Aşağı yukarı her sene 40-50 milyar dolar, bunu uzun vadeye vurduğumuz da 10 yılı ele alalım bu 400 milyar dolar borç demektir…İşte böyle bir maliyetle karşı karşıyayız…. Anlaşılan bizi idare edenlerin bakkal Mehmet amcanın hesabı kadar hesapları net değil, bakkal Mehmet amca, gelirine giderine bakıyor, ürünlerin maliyetine bakıyor ona göre acık vermeden ticaret yapıyor… Bunu yaparken iktisat teorilerini bilmiyor, ekonomide parasal oyunları bilmiyor, düşen döviz kurunun, veya çıkan döviz kurunun nasıl bir baskı yaratacağını bilmiyor… Ama acık vermiyor, zarar etmiyor… Neden mi, mahallenin en pahalı arabasına bineceğim diye tutturmuyor… Ama kamu adına, bizim adımıza hazineyi yönetenlerin bindikleri arabalara bakıyorum da, lüks ötesi, buna ne diyelim ultra lüks mü diyelim, bu arabaları kim yapıyor, bizsek normal, başka ülkeler yapıyor ve biz ithal ediyorsak anormal… Bunlar biz tepki göstermezsek kim gösterecek bu arabaları biz satanlar mı? Ekonomik çıkış için kamuda tasarruf şart, bu kaynakları da imalat ve üretim alanlarına ürün üzerinden teşvik ve ürün üzerinden desteklerle üretimi ve imalatı destekleyerek ithalatı azaltabiliriz…

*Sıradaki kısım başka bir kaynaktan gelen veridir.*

PR #112, opened 2024-08-07
swanhub: new `conda` builder option

RodrigoSobral2000:
Swanhub can now also forward `conda` builder option through URL param to `SwanCustomEnvironments` extension

### DIFF
--- a/SwanHub/swanhub/spawn_handler.py
+++ b/SwanHub/swanhub/spawn_handler.py
@@ -171,10 +171,12 @@ class SpawnHandler(JHSpawnHandler):
             query_params = {
                 "repo": options.get(configs.repository),
                 "repo_type": options.get(configs.repo_type),
+                "builder": options.get(configs.builder),
                 "file": options.get(configs.file, ''),
             }
-            if options.get(configs.builder) == configs.accpy_special_type:
-                query_params[options.get(configs.builder)] = options.get(configs.builder_version)
+            # If the builder has a version, pass it as an argument of the query
+            if options.get(configs.builder_version):
+                query_params["builder_version"] = options[configs.builder_version]
 
             # Execution SwanCustomEnvs extension with the corresponding query arguments
             next_url = url_concat(url_path_join("user", user.escaped_name, "customenvs", server_name), query_params)
--- a/SwanSpawner/swanspawner/swanspawner.py
+++ b/SwanSpawner/swanspawner/swanspawner.py
@@ -113,7 +113,7 @@ def define_SwanSpawner_from(base_class):
                 if not options[self.repository]:
                     raise ValueError('Cannot create custom software environment: no repository specified')
 
-                # Builders are specified in builder:builderversion format (e.g. swan:1.0)
+                # Builders can have a version or not. When they do, we receive the following text from the form: builder:builder_version
                 raw_builder = formdata.get(self.builder, [''])[0].lower()
                 if raw_builder.count(':') == 1:
                     options[self.builder], options[self.builder_version] = raw_builder.split(':')
--- a/SwanSpawner/swanspawner/swanspawner.py
+++ b/SwanSpawner/swanspawner/swanspawner.py
@@ -113,10 +113,12 @@ def define_SwanSpawner_from(base_class):
                 if not options[self.repository]:
                     raise ValueError('Cannot create custom software environment: no repository specified')
 
-                # Builders are specified in builder-builderversion format
-                builder, builder_version = formdata[self.builder][0].lower().split('-')
-                options[self.builder]         = builder
-                options[self.builder_version] = builder_version
+                # Builders are specified in builder:builderversion format (e.g. swan:1.0)
+                raw_builder = formdata.get(self.builder, [''])[0].lower()
+                if raw_builder.count(':') == 1:
+                    options[self.builder], options[self.builder_version] = raw_builder.split(':')
+                else:
+                    options[self.builder] = raw_builder
             else:
                 options[self.lcg_rel_field]         = formdata[self.lcg_rel_field][0]
                 options[self.platform_field]        = formdata[self.platform_field][0]
--- a/SwanSpawner/swanspawner/templates/options_form_template.html
+++ b/SwanSpawner/swanspawner/templates/options_form_template.html
@@ -325,7 +325,7 @@
             if (urlParams.get('file') !== null  && urlParams.get('file') !== '') {
                 toggle_visibility('file_config');
             }
-        } else {
+        } else if (software_source !== null) {
             build_error_message(`Invalid software source: ${software_source}`);
         }
 
--- a/SwanHub/swanhub/handlers_configs.py
+++ b/SwanHub/swanhub/handlers_configs.py
@@ -37,8 +37,6 @@ class SpawnHandlersConfigs(SingletonConfigurable):
 
     customenv_special_type = 'customenv'
 
-    accpy_special_type = 'accpy'
-
     local_home = Bool(
         default_value=False,
         config=True,


SwanHub/swanhub/spawn_handler.py
```diff
@@ -173,7 +173,8 @@ def _finish_spawn(f):
                 "repo_type": options.get(configs.repo_type),
                 "file": options.get(configs.file, ''),
             }
-            if options.get(configs.builder) == configs.accpy_special_type:
+            special_builders = [configs.accpy_special_type, configs.conda_special_type]
```
etejedor, line 176: What does "special" mean here? What is the particular treatment you do for this two? This would need a comment.

RodrigoSobral2000: Means that a builder different from the default one (`python-venv`) will be sent

RodrigoSobral2000: I intend to change this logic along with the extension in the future, to make it more modular and flexible.
But for now I think is better to keep it this way

etejedor: Since we are adding conda, let's just do it the way we think it's right from the beginning, no? Why reviewing something that is not final, to do another review round afterwards?

etejedor: Also, why is the assignment below only done for conda and acc-py?

RodrigoSobral2000: I think is better to change it in a separate commit because the changes I'm planning to make will probably have further implications. Turning the PR more generic and not properly conda focused.

RodrigoSobral2000: Currently, unless a `conda` or `acc-py` is explicitly specified, the `makenv` script will build the environment with `python-venv`.

etejedor: Yes, but why `query_params[options.get(configs.builder)] = options.get(configs.builder_version)` is only done for conda and accpy?

RodrigoSobral2000: Yes, that's it.
`query_params` will be `{..., 'accpy': '2023.06', ...}` and the `makenv` script will have `--builder=builder_version`, this is `--accpy=2023.06` or `--conda=mamba`

RodrigoSobral2000: But, as mentioned, I think would be better to change the script in order to do `--builder=accpy --builder_version=2023.06` for instance

etejedor: > But, as mentioned, I think would be better to change the script in order to do --builder=accpy --builder_version=2023.06 for instance

I agree with this.

> this is --accpy=2023.06 or --conda=mamba

So the `conda` builder has a version called `mamba`? I do not think it is necessary for the conda builder to have a version?

Bottom line, query_params would container `builder_version` only in the case of accpy.

RodrigoSobral2000: I know for now either python or conda use only one "version" (venv and mamba). But for avoiding more if and elses, and even for keeping the consist format of `builder-version` on form options, I think would be better to keep this `builder_version` (and make it mandatory on the extension). This way we are also preparing ourselves for future cases like the ones we discussed about the experiments.

etejedor: You say that the venv builder also has a version called venv? But then why the assignment here is not done for venvs? I'm a bit lost.

RodrigoSobral2000: The `builder-versions` we got so far are:
- `python3-venv`
- `conda-mamba`
- `accpy-2023.06`
- `accpy-2021.12`
- `accpy-2020.11`

Im trying to follow a pattern of `<binary>-<distribution/version>`

etejedor: conda-mamba is ok, for venv I would revert it (venv-python3).

But you still haven't answered my question :) Why is the assignment only done for `special_builders` that are just conda and accpy, when you are saying that all the builders have version?

RodrigoSobral2000: Because the `python3-venv` was the default `makenv` behaviour, which means you didn't even need to specified it

RodrigoSobral2000: It was a dummy approach, but that has changed now.

etejedor: Ok. Then what I would do is not have this special variable. I would always do the assignment, with whatever comes from the form -- for accpy it will be a certain version, for venv it will always be python3, for conda it will always be mamba.

SwanSpawner/swanspawner/templates/options_form_template.html
```diff
@@ -325,7 +325,7 @@
             if (urlParams.get('file') !== null  && urlParams.get('file') !== '') {
                 toggle_visibility('file_config');
             }
-        } else {
+        } else if (software_source) {
```
etejedor, line 328: You put this back because it is necessary?

RodrigoSobral2000: Yes it is. If no `software_source` is specified, means the user is normally accessing the form, with no query arguments. So, there's no reason to show the error message. We only want to show it if the `software_source` is specified but incorrect

etejedor: Can't it happen that the user did specify a software source via URL args, but it was empty?

RodrigoSobral2000: It can, but in that case (`?software_source=`), it will be ignored

etejedor: It will be ignored and you won't notify to the user that it was wrong?

RodrigoSobral2000: This was address in a way that `?software_source=` triggers an error too, letting the user know the argument must not be empty

SwanSpawner/swanspawner/templates/options_form_template.html
```diff
@@ -325,7 +325,7 @@
             if (urlParams.get('file') !== null  && urlParams.get('file') !== '') {
                 toggle_visibility('file_config');
             }
-        } else {
+        } else if (software_source !== null) {
```
etejedor, line 328: Is this related to the conda builder options? If not, it needs to be in a separate commit, which explains why this change is needed.

SwanHub/swanhub/spawn_handler.py
```diff
@@ -171,10 +171,10 @@ def _finish_spawn(f):
             query_params = {
                 "repo": options.get(configs.repository),
                 "repo_type": options.get(configs.repo_type),
+                "builder": options.get(configs.builder),
+                "builder_version": options.get(configs.builder_version),
```
etejedor, line 175: iuuc `builder_version` will be set here as an empty string for `venv` and `mamba`?

RodrigoSobral2000: Yes, we are always sending it to the api. But it can become even more optional.

RodrigoSobral2000: Nevermind, I forgot that I have this thing of making `builder_version` optional done in a separated branch cause I was thinking about implementing it in a separated PR too. Could I include these changes in this PR (different commits tho)

etejedor: Yes please.

RodrigoSobral2000: Done, I think all changes that were needed are commited

SwanHub/swanhub/spawn_handler.py
```diff
@@ -171,10 +171,11 @@ def _finish_spawn(f):
             query_params = {
                 "repo": options.get(configs.repository),
                 "repo_type": options.get(configs.repo_type),
+                "builder": options.get(configs.builder),
                 "file": options.get(configs.file, ''),
             }
-            if options.get(configs.builder) == configs.accpy_special_type:
-                query_params[options.get(configs.builder)] = options.get(configs.builder_version)
+            if options.get(configs.builder_version):
```
etejedor, line 177: Can you add a comment here:
```
# If the builder has a version, pass it as an argument of the query
```

SwanSpawner/swanspawner/swanspawner.py
```diff
@@ -113,10 +115,13 @@ def options_from_form(self, formdata):
                 if not options[self.repository]:
                     raise ValueError('Cannot create custom software environment: no repository specified')
 
-                # Builders are specified in builder-builderversion format
-                builder, builder_version = formdata[self.builder][0].lower().split('-')
-                options[self.builder]         = builder
-                options[self.builder_version] = builder_version
+                # Builders are specified in builder:builderversion format (e.g. swan:1.0)
```
etejedor, line 118: But now you have builder and builder_options, and the latter is only set for acc-py, right? Why matching a pattern on the builder, which now can only be `venv`, `mamba` or `acc-py`?

etejedor: Ok, now I understand.

etejedor (approved):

İthalatın ülkemiz ekonomisine maliyetini düşürmek zorundayız.. Nasıl yapılır, ben nereden bileyim, ekonomi doktorumuyum, o kadar doktor var birileri cevaplasın… Ya da Osman Aytuğ hocaya başvuralım, çözüm önerilerini dinleyelim bu dış ticaret maliyetinden kurtulalım… Bu maliyet orta da rakamlar da verdik, ayrıca bir maliyet daha var ki buda imalatın ve üretimin üzerinde ciddi baskılar yaratıyor… Bu maliyet aracılık maliyetleri…
Evet, haberler de sık sık duyarız, tarla da 50 kuruş olan domates markette, manav da, Pazar da 1,5 lira diye… Bazı ürünler de abartarak 2 lira dan 5 liraya kadar çıktığı bile görülmektedir. İmalat sanayi de aynı sorunla karşı karşıya, imalatta 5 kuruş olan ürün, müşteriye ulaşıncaya kadar 25 kuruş oluyorsa birileri bizi sömürüyor demektir… Diger birileri de izliyor, bu birileri ise bizi yönetenler, imalatçıların, üreticilerin ve biz tüketicilerin sömürülmesine neden seyirci kalıyorlar ki!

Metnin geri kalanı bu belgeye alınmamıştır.